Media entities get divided up into Media types, generically referred to as bundles. In the context of Media entities, we call them Media types. You can add custom fields to Media types, and their display can be controlled from the standard view modes and field formatters tools. That's similar to the concept of content types as it applies to Nodes, where Basic Page, Article, and Blog post are all examples of different content types.

The Media module introduces the concept of Media sources, and provides some common ones in core, including filesytem files, images, and remote videos via oEmbed. This can be expanded to include almost any media source via a plugin architecture.

Learn more in Overview: Media Types, Fields, and Entities

Media Library module overview

The core Media Library module provides an improved interface for content authors to use when selecting existing media entities and creating new ones. Its primary feature is a field widget that is a drop-in replacement for the Media module's entity reference UI.

The goal is to provide a UI that works for most use-cases with minimal configuration required. In some cases, you may find that the module's limited configuration prevents you from achieving your requirements. In that case, the contributed Entity Browser module is a good alternative that also works with core Media entities (though it's far more complicated to set up).

The main listing is powered by Views, and can be customized as needed. For example; A common customization is to add a tags field to media entities to help with organization, and to then expose that tags field as a filter in the Media Library.

Contributed modules in the media ecosystem

With a baseline for collecting, listing, and displaying media assets in core, the contributed module ecosystem can focus on providing enhanced tools and integration with additional media sources.

Here's a pretty good list of contributed Media sources. That should give you an idea of the types of things that can be integrated into your media management system.

Modules like Entity Browser and Inline entity form can be used to replace the core Media Library for more advanced use-cases or when advanced customization is needed.

An evolving ecosystem

The Drupal media management ecosystem is evolving. Prior to the addition of Media in core, much of the work on this system happened in the the contributed Media Entity module. Because of slight variations in their approach when working with Media-related contributed modules, it's important to verify your versions and their compatibility with Drupal core Media entities.

In our experience most Media ecosystem modules make clear on the project page which version(s) of the module with work with core Media entities vs. which work with the deprecated Media Entity module.

For a long time now, most sites have used the core Image and File fields to handle the upload and display of media assets like images or a library of PDF files.
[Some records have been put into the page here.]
PR #290, opened 2018-09-26
Fine-grained deploy for cluster scoped federation controller.

gyliu513:
This PR enables end user can select the namespace that want to use
when deploying a cluster scoped federation controller.

/cc @marun

### DIFF
--- a/scripts/delete-federation.sh
+++ b/scripts/delete-federation.sh
@@ -36,9 +36,9 @@ else
   USE_LATEST=
 fi
 
-KF_NS_ARG=
+KF_NS_ARG="--federation-namespace=${NS} "
 if [[ "${NAMESPACED}" ]]; then
-  KF_NS_ARG="--federation-namespace=${NS} --registry-namespace=${NS}"
+  KF_NS_ARG+="--registry-namespace=${NS}"
 fi
 
 # Unjoin clusters by removing objects added by kubefed2.
@@ -65,13 +65,14 @@ done
 if [[ ! "${USE_LATEST}" ]]; then
   if [[ "${NAMESPACED}" ]]; then
     ${KCD} -n "${NS}" -f hack/install-namespaced.yaml
-    ${KCD} ns "${NS}"
   else
     ${KCD} -f hack/install.yaml
   fi
 else
   ${KCD} -f hack/install-latest.yaml
 fi
+
+${KCD} ns "${NS}"
 
 # Remove permissive rolebinding that allows federation controllers to run.
 if [[ "${NAMESPACED}" ]]; then
--- a/scripts/deploy-federation.sh
+++ b/scripts/deploy-federation.sh
@@ -61,9 +61,9 @@ else
   INSTALL_YAML=hack/install.yaml
 fi
 
-KF_NS_ARGS=
+KF_NS_ARGS="--federation-namespace=${NS} "
 if [[ "${NAMESPACED}" ]]; then
-  KF_NS_ARGS="--federation-namespace=${NS} --registry-namespace=${NS} --limited-scope=true"
+  KF_NS_ARGS+="--registry-namespace=${NS} --limited-scope=true"
   INSTALL_YAML=hack/install-namespaced.yaml
 fi
 
@@ -106,11 +106,11 @@ if [[ ! "${USE_LATEST}" ]]; then
   ${DOCKER_PUSH_CMD}
 fi
 
-if [[ "${NAMESPACED}" ]]; then
-  if ! kubectl get ns "${NS}" > /dev/null 2>&1; then
-    kubectl create ns "${NS}"
-  fi
-else
+if ! kubectl get ns "${NS}" > /dev/null 2>&1; then
+  kubectl create ns "${NS}"
+fi
+
+if [[ ! "${NAMESPACED}" ]]; then
   if ! kubectl get ns "${PUBLIC_NS}" > /dev/null 2>&1; then
     kubectl create ns "${PUBLIC_NS}"
   fi
@@ -129,7 +129,7 @@ if [[ ! "${USE_LATEST}" ]]; then
   if [[ "${NAMESPACED}" ]]; then
     INSTALL_YAML="${INSTALL_YAML}" IMAGE_NAME="${IMAGE_NAME}" scripts/generate-namespaced-install-yaml.sh
   else
-    INSTALL_YAML="${INSTALL_YAML}" IMAGE_NAME="${IMAGE_NAME}" scripts/generate-install-yaml.sh
+    INSTALL_YAML="${INSTALL_YAML}" IMAGE_NAME="${IMAGE_NAME}" FEDERATION_NAMESPACE="${NS}" scripts/generate-install-yaml.sh
   fi
 fi
 
--- a/scripts/generate-install-yaml.sh
+++ b/scripts/generate-install-yaml.sh
@@ -20,6 +20,7 @@ set -o pipefail
 
 INSTALL_YAML="${INSTALL_YAML:-hack/install-latest.yaml}"
 IMAGE_NAME="${IMAGE_NAME:-quay.io/kubernetes-multicluster/federation-v2:latest}"
+FEDERATION_NAMESPACE="${FEDERATION_NAMESPACE:-""}"
 
 kubebuilder create config --controller-image "${IMAGE_NAME}" \
             --name federation --output "${INSTALL_YAML}"
@@ -27,3 +28,19 @@ kubebuilder create config --controller-image "${IMAGE_NAME}" \
 # Increase memory request and limit to avoid OOM issues.
 sed -i 's/memory: 20Mi/memory: 64Mi/' "${INSTALL_YAML}"
 sed -i 's/memory: 30Mi/memory: 128Mi/' "${INSTALL_YAML}"
+
+# Remove namespace resource from the top of the file
+sed -i -e '/---/,$!d' "${INSTALL_YAML}"
+
+# Remove namespace fields
+sed -i -e '/^  namespace: federation-system$/d' "${INSTALL_YAML}"
+
+if [[ "${FEDERATION_NAMESPACE}" ]]; then
+  # Add namespace to ClusterRoleBinding
+  sed -i -e '/- kind: ServiceAccount/a\
+  namespace: '${FEDERATION_NAMESPACE}'' "${INSTALL_YAML}"
+
+  # Add args to container
+  sed -i -e '/--install-crds=false/a\
+        - --federation-namespace='${FEDERATION_NAMESPACE}'' "${INSTALL_YAML}"
+fi
--- a/scripts/generate-namespaced-install-yaml.sh
+++ b/scripts/generate-namespaced-install-yaml.sh
@@ -21,13 +21,7 @@ set -o pipefail
 INSTALL_YAML="${INSTALL_YAML:-hack/install-namespaced.yaml}"
 IMAGE_NAME="${IMAGE_NAME:-quay.io/kubernetes-multicluster/federation-v2:latest}"
 
-INSTALL_YAML="${INSTALL_YAML}" IMAGE_NAME="${IMAGE_NAME}" scripts/generate-install-yaml.sh
-
-# Remove namespace resource from the top of the file
-sed -i -e '/---/,$!d' "${INSTALL_YAML}"
-
-# Remove namespace fields
-sed -i -e '/^  namespace: federation-system$/d' "${INSTALL_YAML}"
+INSTALL_YAML="${INSTALL_YAML}" IMAGE_NAME="${IMAGE_NAME}" FEDERATION_NAMESPACE= scripts/generate-install-yaml.sh
 
 # Convert rbac from cluster- to namespace-scoped
 sed -i -e 's/ClusterRole/Role/' "${INSTALL_YAML}"


gyliu513:
Did some test for both cluster scoped and namespace scoped federation.

- Cluster Scoped
```
NAMESPACED=y FEDERATION_NAMESPACE=test-namespace scripts/deploy-federation.sh  gyliu/federation-v2:canary cluster2
NAMESPACED=y FEDERATION_NAMESPACE=test-namespace ./scripts/delete-federation.sh
```

- Namespace Scoped
```
FEDERATION_NAMESPACE=test-namespace scripts/deploy-federation.sh  gyliu/federation-v2:canary cluster2
FEDERATION_NAMESPACE=test-namespace ./scripts/delete-federation.sh
```

scripts/generate-install-yaml.sh
```diff
@@ -27,3 +27,29 @@ kubebuilder create config --controller-image "${IMAGE_NAME}" \
...
+
+# Remove namespace resource from the top of the file
+sed -i -e '/---/,$!d' "${INSTALL_YAML}"
+
+# Remove namespace fields
+sed -i -e '/^  namespace: federation-system$/d' "${INSTALL_YAML}"
+
+# Add namespace to ClusterRoleBinding
+sed -i -e '/- kind: ServiceAccount/a\
+  namespace: ${NS}' "${INSTALL_YAML}"
```
gyliu513: I need to update here to make the namespace can be replaced, will update later.

scripts/generate-install-yaml.sh
```diff
@@ -27,3 +27,31 @@ kubebuilder create config --controller-image "${IMAGE_NAME}" \
...
+  sed -i -e '/- kind: ServiceAccount/a\
+  namespace: '${NS}'' "${INSTALL_YAML}"
+fi
+
+# Add args to container
+sed -i -e '/--install-crds=false/a\
+        - --federation-namespace=$(FEDERATION_NAMESPACE)' "${INSTALL_YAML}"
+
+# Add namespace env args to container
+sed -i -e '/terminationGracePeriodSeconds/i\
```
marun: Why is it desirable to add these args to the non-namespaced install yaml?

scripts/generate-install-yaml.sh
```diff
@@ -27,3 +27,31 @@ kubebuilder create config --controller-image "${IMAGE_NAME}" \
...
 sed -i 's/memory: 20Mi/memory: 64Mi/' "${INSTALL_YAML}"
 sed -i 's/memory: 30Mi/memory: 128Mi/' "${INSTALL_YAML}"
+
+# Remove namespace resource from the top of the file
+sed -i -e '/---/,$!d' "${INSTALL_YAML}"
+
+# Remove namespace fields
+sed -i -e '/^  namespace: federation-system$/d' "${INSTALL_YAML}"
+
+if [ "${NS}" ]; then
```
marun: Please define this at the top of the script and set a default, as per the example of `INSTALL_YAML` and `IMAGE_NAME`, to ensure that this script outputs a reasonable default when called directly.  Also, avoid an abbreviation like `NS` for a variable that is passed in from the environment rather than used internally (i.e. use `FEDERATION_NAMESPACE` as the name of the environment variable as per the deployment script).

scripts/generate-install-yaml.sh
gyliu513: Fixed

scripts/generate-install-yaml.sh
gyliu513: As we need `FEDERATION_NAMESPACE` to be specified in L45, so that when a cluster join federation controller, it can join to different namespaces and federation controller can get those federationclusters from this namespace.

We do not need `CLUSTER_REGISTRY_NAMESPACE` here, will move it to `generate-namespaced-install-yaml.sh`.

scripts/generate-install-yaml.sh
gyliu513: Will fix in update.

gyliu513: @marun I think https://github.com/kubernetes-sigs/federation-v2/blob/master/scripts/deploy-federation.sh#L50 also need update?

```
NS="${FEDERATION_NAMESPACE:-federation-system}"
```

Do you think we also need to update above as following? If so, I intend to take the re-name in another PR.

```
FEDERATION_NAMESPACE="${FEDERATION_NAMESPACE:-federation-system}"
```

marun: It's fine to use the `NS` name internally so long as the external name (`FEDERATION_NAMESPACE`) is verbose.

scripts/generate-install-yaml.sh
marun: The only reason for these args is to allow the controller args to be set by the downward api.  In the non-namespaced case, `--federation-namespace` can be hardcoded (e.g. `--federation-namespace=${NS}`).

gyliu513: Done.

One question @marun , can you please show some use case for the downward api? Why we need this for namespace scoped federation controller? Thanks.

scripts/delete-federation.sh
```diff
@@ -56,16 +57,17 @@ done
 # Remove federation CRDs, namespace, RBAC and deployment resources.
 if [[ "${NAMESPACED}" ]]; then
   ${KCD} -n "${NS}" -f hack/install-namespaced.yaml
-  ${KCD} ns "${NS}"
 else
   ${KCD} -f hack/install-latest.yaml
```
gyliu513: Here need some update, we cannot always delete `hack/install-latest.yaml`, if we are not using `latest` but customer build docker image, we should delete `hack/install.yaml`, I will handle this in a separate PR.

scripts/generate-install-yaml.sh
marun: When the control plane is deployed namespaced, the downward api can be used to retrieve the namespace that the control manager pod is running in so the sync controllers can be configured to target that namespace.  Without this capability, it would not be possible for static yaml to deploy a namespaced control plane to an arbitrary namespace.

scripts/delete-federation.sh
```diff
@@ -28,15 +28,16 @@ NS="${FEDERATION_NAMESPACE:-federation-system}"
...
 if [[ "${NAMESPACED}" ]]; then
-  KF_NS_ARG="--federation-namespace=${NS} --registry-namespace=${NS}"
+  KF_NS_ARG+="--registry-namespace=${NS}"
 fi
 
 # Unjoin clusters by removing objects added by kubefed2.
 HOST_CLUSTER="$(kubectl config current-context)"
 JOINED_CLUSTERS="$(kubectl -n "${NS}" get federatedclusters -o=jsonpath='{range .items[*]}{.metadata.name}{" "}{end}')"
 for c in ${JOINED_CLUSTERS}; do
+  echo ./bin/kubefed2 unjoin "${c}" --host-cluster-context "${HOST_CLUSTER}" --remove-from-registry --v=2 ${KF_NS_ARG}
```
marun: Even if this were desirable (and I don't think it is - a user can use `bash -x` to invoke the script if they want to debug), duplicating a command entirely like this represents a maintenance burden.  Please remove.

scripts/deploy-federation.sh
```diff
@@ -122,14 +122,14 @@ if [[ "${NAMESPACED}" ]]; then
...
-  kubectl create clusterrolebinding federation-admin --clusterrole=cluster-admin --serviceaccount="${NS}:default"
+  kubectl create clusterrolebinding federation-admin-${NS} --clusterrole=cluster-admin --serviceaccount="${NS}:default"
 fi
 
 if [[ ! "${USE_LATEST}" ]]; then
   if [[ "${NAMESPACED}" ]]; then
     INSTALL_YAML="${INSTALL_YAML}" IMAGE_NAME="${IMAGE_NAME}" scripts/generate-namespaced-install-yaml.sh
   else
-    INSTALL_YAML="${INSTALL_YAML}" IMAGE_NAME="${IMAGE_NAME}" scripts/generate-install-yaml.sh
+    INSTALL_YAML="${INSTALL_YAML}" IMAGE_NAME="${IMAGE_NAME}" NS="${NS}" scripts/generate-install-yaml.sh
```
marun: Just like in any programming langauge, it's fine to use a short name internally but the API exposed to the user should be appropriately descriptive.  That suggests `FEDERATION_NAMESPACE` as the environment variable the generation script accepts, not `NS`.

scripts/deploy-federation.sh
```diff
@@ -154,9 +154,10 @@ done
 # Join the host cluster
 go build -o bin/kubefed2 cmd/kubefed2/kubefed2.go
 CONTEXT="$(kubectl config current-context)"
+echo ./bin/kubefed2 join "${CONTEXT}" --host-cluster-context "${CONTEXT}" --add-to-registry --v=2 ${KF_NS_ARGS}
```
marun: ditto

scripts/deploy-federation.sh
```diff
@@ -154,9 +154,10 @@ done
...
 ./bin/kubefed2 join "${CONTEXT}" --host-cluster-context "${CONTEXT}" --add-to-registry --v=2 ${KF_NS_ARGS}
 
 for c in ${JOIN_CLUSTERS}; do
+  echo ./bin/kubefed2 join "${c}" --host-cluster-context "${CONTEXT}" --add-to-registry --v=2 ${KF_NS_ARGS}
```
marun: ditto

scripts/deploy-federation.sh
```diff
@@ -154,9 +154,10 @@ done
...
   ./bin/kubefed2 join "${c}" --host-cluster-context "${CONTEXT}" --add-to-registry --v=2 ${KF_NS_ARGS}
-
```
marun: Unrelated non-functional change, please remove.

scripts/generate-install-yaml.sh
```diff
@@ -20,10 +20,33 @@ set -o pipefail
...
+
+# Remove namespace resource from the top of the file
+sed -i -e '/---/,$!d' "${INSTALL_YAML}"
+
+# Remove namespace fields
+sed -i -e '/^  namespace: federation-system$/d' "${INSTALL_YAML}"
+
+if [ "${FEDERATION_NAMESPACE}" ]; then
+  # Update name for ClusterRole
+  sed -i -e 's/name: federation-role$/name: federation-role-'${FEDERATION_NAMESPACE}'/' "${INSTALL_YAML}"
```
marun: Why is it desirable to name the cluster role and role binding with the namespace?  A cluster-scoped federation can only be deployed once to a cluster, so finding a name clash would be a good sign of cleanup required rather than a problem.

scripts/generate-install-yaml.sh
```diff
@@ -20,10 +20,33 @@ set -o pipefail
...
+
+  # Update name for ClusterRoleBinding
+  sed -i -e 's/name: federation-rolebinding$/name: federation-rolebinding-'${FEDERATION_NAMESPACE}'/' "${INSTALL_YAML}"
+
+  # Add namespace to ClusterRoleBinding
+  sed -i -e '/- kind: ServiceAccount/a\
+  namespace: '${FEDERATION_NAMESPACE}'' "${INSTALL_YAML}"
```
marun: Why is this desirable for a namespaced deployment?  The removal of lines 29-30 in `scripts/generate-namespaced-install-yaml.sh` will preclude this field from being removed.

scripts/generate-install-yaml.sh
```diff
@@ -20,10 +20,33 @@ set -o pipefail
...
+
+  # Add args to container
+  sed -i -e '/--install-crds=false/a\
+        - --federation-namespace='${FEDERATION_NAMESPACE}'' "${INSTALL_YAML}"
```
marun: The addition of this arg suggests not adding the script again in the namespaced generation script.

scripts/generate-install-yaml.sh
gyliu513: Deleted.

scripts/generate-install-yaml.sh
gyliu513: This is because clusterrolebindings request a namespace, please refer to https://github.com/kubernetes-sigs/federation-v2/pull/146

scripts/delete-federation.sh
gyliu513: done

scripts/generate-install-yaml.sh
gyliu513: This is only for cluster scoped federation.

marun:
Ah, I missed the point of the namespaced generation script not supplying the `FEDERATION_NAMESPACE` arg to the non-namespaced generation script, so that that block wouldn't execute.

I think this will be ready once the namespace suffix on the cluster role and binding are removed.

marun:
Also, please squash the 'fixed' commits.

gyliu513:
@marun  done.

scripts/delete-federation.sh
```diff
@@ -56,16 +56,17 @@ done
...
 fi
 
+${KCD} ns "${NS}"
+
 # Remove permissive rolebinding that allows federation controllers to run.
 if [[ "${NAMESPACED}" ]]; then
   ${KCD} -n "${NS}" rolebinding federation-admin
 else
-  ${KCD} clusterrolebinding federation-admin
+  ${KCD} clusterrolebinding federation-admin-${NS}
```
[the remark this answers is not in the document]
gyliu513: Done

scripts/deploy-federation.sh
```diff
@@ -122,14 +122,14 @@ if [[ "${NAMESPACED}" ]]; then
   kubectl -n "${NS}" create rolebinding federation-admin --clusterrole=cluster-admin --serviceaccount="${NS}:default"
 else
   # TODO(marun) Make this more restrictive.
-  kubectl create clusterrolebinding federation-admin --clusterrole=cluster-admin --serviceaccount="${NS}:default"
+  kubectl create clusterrolebinding federation-admin-${NS} --clusterrole=cluster-admin --serviceaccount="${NS}:default"
```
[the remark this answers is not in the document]
gyliu513: Done

scripts/deploy-federation.sh
```diff
@@ -122,14 +122,14 @@ if [[ "${NAMESPACED}" ]]; then
...
 fi
 
 if [[ ! "${USE_LATEST}" ]]; then
   if [[ "${NAMESPACED}" ]]; then
     INSTALL_YAML="${INSTALL_YAML}" IMAGE_NAME="${IMAGE_NAME}" scripts/generate-namespaced-install-yaml.sh
   else
-    INSTALL_YAML="${INSTALL_YAML}" IMAGE_NAME="${IMAGE_NAME}" scripts/generate-install-yaml.sh
+    INSTALL_YAML="${INSTALL_YAML}" IMAGE_NAME="${IMAGE_NAME}" FEDERATION_NAMESPACE="${NS}" NAMESPACED="${NAMESPACED}" scripts/generate-install-yaml.sh
```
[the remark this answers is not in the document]
gyliu513: This command is already `!${NAMESPACED}`, the reason I need this is because the script `scripts/generate-namespaced-install-yaml.sh` also need to call `scripts/generate-install-yaml.sh`, so in `scripts/generate-install-yaml.sh`, I need to make sure the `--federation-namespace` was only added when `${FEDERATION_NAMESPACE}` set and  `!${NAMESPACED}`, make sense?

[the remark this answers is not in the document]
marun: Since the namespaced install does not set an explicit namespace (it is intended to be applied with `-n <namespace>`), the namespaced generation script will never supply `FEDERATION_NAMESPACE` to this script.  That suggests that supplying `NAMESPACED` is redundant.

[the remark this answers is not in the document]
gyliu513: Yes, the namespaced install yaml does not set an explicit namespace (it is intended to be applied with `-n <namespace>`), but the `-n <namespace>` was set by `FEDERATION_NAMESPACE` in `deploy-federation.sh`, am I missing anything? https://github.com/kubernetes-sigs/federation-v2/blob/master/docs/userguide.md#automated-deployment-1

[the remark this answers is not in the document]
marun: The script I was referring to was `scripts/generate-install-yaml.sh` not `scripts/deploy-federation.sh`.  I'm suggesting that `scripts/generate-install-yaml.sh` should not accept `NAMESPACED`, and assume that if `FEDERATION_NAMESPACE` is supplied, that the configuration is not for a namespaced deployment.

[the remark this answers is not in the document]
gyliu513: If I remove `NAMESPACED` from `scripts/generate-install-yaml.sh`, then the following command will generate two `- --federation-namespace='${FEDERATION_NAMESPACE}'`.

```
NAMESPACED=y FEDERATION_NAMESPACE=<namespace> scripts/deploy-federation.sh <image name>
```

As `scripts/generate-namespaced-install-yaml.sh` also need to call `scripts/generate-install-yaml.sh`, if I do not check `NAMESPACED` in `scripts/generate-install-yaml.sh`, it will generate two `- --federation-namespace='${FEDERATION_NAMESPACE}'` in federation controller statefulset.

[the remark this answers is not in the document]
marun: When I apply [this diff](https://gist.github.com/marun/333e4b640f8f35adeaa4e4e14e03bb24), the generated yaml does not does not contain duplicate `--federation-namespace` arguments.  Am I missing something?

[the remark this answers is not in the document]
gyliu513: This is exactly the same diff that I want you test. Please run the command as follows, you will see there are two `- --federation-namespace=`.

1.
```
NAMESPACED=y FEDERATION_NAMESPACE=test-namespace scripts/deploy-federation.sh  gyliu/federation-v2:canary cluster2
```
2. 
After cluster2 and cluster1 joined, run 
```
kubectl edit sts -n test-namespace
```

You will see follows:
```
  spec:
      containers:
      - args:
        - --install-crds=false
        - --limited-scope=true
        - --federation-namespace=$(FEDERATION_NAMESPACE) <<<<<<
        - --registry-namespace=$(CLUSTER_REGISTRY_NAMESPACE)
        - --federation-namespace=test-namespace <<<<<<
        command:
```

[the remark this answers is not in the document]
marun: Ah, I was testing the generation separate from the deploy script.  I forgot that environment variables passed on the command line are inherited by child processes, so that the `FEDERATION_NAMESPACE` passed to the deploy script would end up in the yaml generation script 3 calls deep.  I would rather see the call in the namespaced yaml generation script [clear the env variable](https://gist.github.com/marun/333e4b640f8f35adeaa4e4e14e03bb24#file-ns-diff-L44) rather than adding the `NAMESPACE` control variable.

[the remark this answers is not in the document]
gyliu513: @marun thanks, updated.

marun:
Thank you!

/approve
/lgtm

The goal is for the use of those fields in conjunction with content (nodes) to be replaced with Media fields.

Going forward, we recommend that you use Media fields in the place of Image and File fields in most cases when dealing with content. Read more about Media Types, Fields, and Entities to help get a better understanding of what the differences are. If you're still unsure what approach to take, let us know.
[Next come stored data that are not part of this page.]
Issue #271, opened 2018-09-18
We should publish a versioned kubefed2 binary


pmorie:
Currently, we rely on users building the `kubefed2` binary themselves. Long term, as we begin releasing additional versions, we should publish a version-specific binary somehow. We could publish a distinct container image for kubefed2 or add the kubefed2 binary to the existing federation-v2 image.

gyliu513:
I'm +1 to add the kubefed2 binary to the existing federation-v2 image, as this simplified the release, and end user can `kubectl cp` to get the kubefed2 from federation controller.

marun:
@gyliu513 Given that it's trivial to add a cli binary like kubefed2 to a github release, and that's the way other kube client binaries (e.g. kubectl) are released, I'd hold off on putting kubefed2 into an image just yet.  If/when that becomes a desirable thing, I think it would make sense to ship a separate image to avoid bloating the server image (since kubefed2 is inexplicably 40mb).

gyliu513:
@marun I'm fine with this. The reason that I prefer shipping the binary into a docker image because this will help release federation v2 with only one docker image.

We already have some best practise with [IBM Cloud Private](https://www.ibm.com/cloud/private), here I want to show [an example](https://www.ibm.com/support/knowledgecenter/SSBS6K_2.1.0.3/app_center/create_helm_cli.html) here: We are also shipping `helm` in a docker image and end user can get the `helm` binary via `docker run` command like
```
docker run -e LICENSE=accept --net=host -v /usr/local/bin:/data ibmcom/icp-helm-api:1.0.0 cp /usr/src/app/public/cli/linux-amd64/helm /data
```

Agree with what you have mentioned,  it's trivial to add a cli binary like kubefed2 to a github release, so we can leave this as it is for now, and try to see if we need to ship with a docker image in future.

marun:
A kubefed2 binary is included in each release, which I think satisfies the main requirement in this issue.  If/when it becomes desirable to ship the client binary in the server image that issue can be raised separately.

PR #294, opened 2018-09-27
WIP Added kubefed2 to federation docker image.

gyliu513:
Fixed part of https://github.com/kubernetes-sigs/federation-v2/issues/271

/cc @pmorie @marun 

User guide also need some update to enable customer get `kubefed2` from federation controller container via `kubectl cp`.


marun:
@gyliu513 Please close, as per discussion on #271.

PR #296, opened 2018-09-27
Refactor all controllers to use the same async worker code

marun:
This was motivated by needing the same code for #276.  Likely there will be further convergence in the future if not a switch to kubebuilder-based controllers if we can work with them to get the features we need.


shashidharatd:
This looks clean and good from my side. would wait for others to lgtm.

PR #417, opened 2018-11-13
Add informational output to federate subcommands

marun:
This is intended to be in keeping with the output provided when creating and deleting resources with kubectl.

### DIFF
--- a/pkg/kubefed2/federate/enable.go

Media management refers to the user interface provided for content authors to create, use, and reuse media assets. It also includes the tools available to site administrators, module developers, and themers to customize how the interface works or how assets are displayed to end users. The objective is for Drupal core to provide a baseline for collecting and displaying media assets, and a UI for using them that requires minimal configuration, while still allowing for advanced application-specific customization when needed.

Further your understanding

  • What content in your application should logically be part of a media asset library? What requirements do you have around the collection and display of media that might require application-specific customizations?